Symptoms: cubby verify-chain reports chain_errors != [], or var/evidence/ was accidentally deleted / overwritten.

Conceptual recovery:

Recovery steps:

  1. Do not delete bundles. Even broken ones carry the signed intent + plan + snapshots — you may want them for the post-mortem.
  2. Identify the break point. cubby verify-chain will show which bundle_id the prev_sha256 check failed at. That's the first bundle of the new segment.
  3. Mark the segment boundary. Set the env var: ```sh export NETOPS_EVIDENCE_CHAIN_RESET_BUNDLE_IDS="<bundle-id-of-first-bundle-in-new-segment>" ``` Future verify-chain runs accept the known break and pass.
  4. Rotate the signing key.

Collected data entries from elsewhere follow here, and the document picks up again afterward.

Issue #7668, opened 2026-08-28
[Bug] Executor podNamePrefix may collide when multiple engines for the same user start within the same millisecond


littlexyw:
### Code of Conduct

- [x] I agree to follow this project's [Code of Conduct](https://www.apache.org/foundation/policies/conduct)

### Search before asking

- [x] I have searched in the [issues](https://github.com/apache/kyuubi/issues?q=is%3Aissue) and found no similar issues.

### Describe the bug

On Kubernetes, SparkSQLEngine.generateExecutorPodNamePrefixForK8s builds the executor podNamePrefix as kyuubi-<user>-<epoch-millis>. When two engines for the same user (same resolvedUserName) are launched within the same millisecond in the same namespace — for example, a burst of short-lived engines from the same user, or two Kyuubi servers racing to launch engines for the same USER share level — the two engines get an identical spark.kubernetes.executor.podNamePrefix. Their executor pod names (<prefix>-exec-<id>) then collide inside the namespace, and one of the two apps fails to create executors until the other releases the names.

### Affects Version(s)

master

### Additional context

Reproducible by calling SparkSQLEngine.generateExecutorPodNamePrefixForK8s("same_user") in a tight loop — many calls land on the same millisecond and produce identical prefixes.

### Are you willing to submit PR?

- [x] Yes. I would be willing to submit a PR with guidance from the Kyuubi community to fix.
- [ ] No. I cannot submit a PR at this time.

zhang-arvin:
I will work on this issue.

PR #7669, opened 2026-08-28
[KYUUBI #7668][SPARK] Use UUIDv7 for executor podNamePrefix to avoid same-millisecond collision

littlexyw:

On Kubernetes, `SparkSQLEngine.generateExecutorPodNamePrefixForK8s` built the executor podNamePrefix as `kyuubi-<user>-<epoch-millis>`. When two engines for the same user (same `resolvedUserName`) are launched within the same millisecond in the same namespace — e.g. a burst of short-lived engines from the same user, or two Kyuubi servers racing to launch engines for a `USER` share level — the two engines get an identical `spark.kubernetes.executor.podNamePrefix`. Their executor pod names (`<prefix>-exec-<id>`) then collide inside the namespace, and one of the two apps fails to create executors until the other releases the names.

This PR replaces the epoch-millis suffix with a UUIDv7 from the existing `UuidUtils.generateUUIDv7` helper. UUIDv7 keeps the 48-bit epoch millis in its leading bits so pod names remain roughly time-ordered when listed by name, while the trailing 74 bits of secure randomness make same-millisecond collisions essentially impossible. The oversized-user-name fallback path is switched to the same UUIDv7 for consistency.

- Added a concurrent unit test `generate executor pod name prefix should be unique for concurrent calls with the same user` in `SparkSQLEngineSuite` that fans out 1000 prefix generations across 10 threads for the same user and asserts every generated prefix is unique. Under the pre-fix epoch-millis implementation this test necessarily fails, since many calls land on the same millisecond and produce identical prefixes.
- The existing `[KYUUBI #3385] generate executor pod name prefix with user or UUID` test still passes (sanitization, length cap, and pod-log-directory length invariants unchanged).

Assisted-by: Claude Opus 4.7

### DIFF
--- a/externals/kyuubi-spark-sql-engine/src/main/scala/org/apache/kyuubi/engine/spark/SparkSQLEngine.scala
+++ b/externals/kyuubi-spark-sql-engine/src/main/scala/org/apache/kyuubi/engine/spark/SparkSQLEngine.scala
@@ -18,7 +18,7 @@
 package org.apache.kyuubi.engine.spark
 
 import java.time.Instant
-import java.util.{Locale, UUID}
+import java.util.Locale
 import java.util.concurrent.{CountDownLatch, ScheduledExecutorService, ThreadPoolExecutor, TimeUnit}
 import java.util.concurrent.atomic.AtomicBoolean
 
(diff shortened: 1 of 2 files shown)


pan3793 (approved):
LGTM. But please fill PR description seriously.

pan3793:
thanks, merged to master/1.12

pan3793:
**Merge Summary:**
- merged into master https://github.com/apache/kyuubi/commit/f35e7df6c1197e21c6a1993eb7eff115f9dc8229
- merged into branch-1.12 https://github.com/apache/kyuubi/commit/6ab4207f260916632cb82153198e208166e3f48b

If the chain break is from anything other than a planned reset (test fork, manual file deletion), rotate the evidence HMAC key so any prior bundles signed under the old key are now legacy-signed-only: ```sh export NETOPS_EVIDENCE_LEGACY_KEY_IDS="<old-key-id>" export NETOPS_EVIDENCE_HMAC_SECRET="<new-secret>" ```
  5. Write a new bundle (any workflow action does this) to re-anchor chain.tip under the new key.
  6. Post-mortem — every chain break deserves an investigation. Likely culprits: a test run that hit the same var/evidence/ dir, a backup-restore that didn't preserve chain.tip, a shared-secret signer that got rotated mid-chain without NETOPS_EVIDENCE_LEGACY_KEY_IDS being set.

Things to never do

Escalation

If the chain is broken, a device is in a state you can't reconcile, or the harness is refusing to boot and you need it running now:

  1. Save the current var/evidence/ and var/runbooks/ directories intact (the team will need them for root-cause).
  2. File the incident. Attach the last good bundle ID and the error output from cubby verify-chain.
  3. If the harness itself is broken, a last-resort bypass is to drive the rollback commands manually from the bundle's rollback_commands[] — SSH to each device and apply them in order. The device doesn't care what issued the rollback.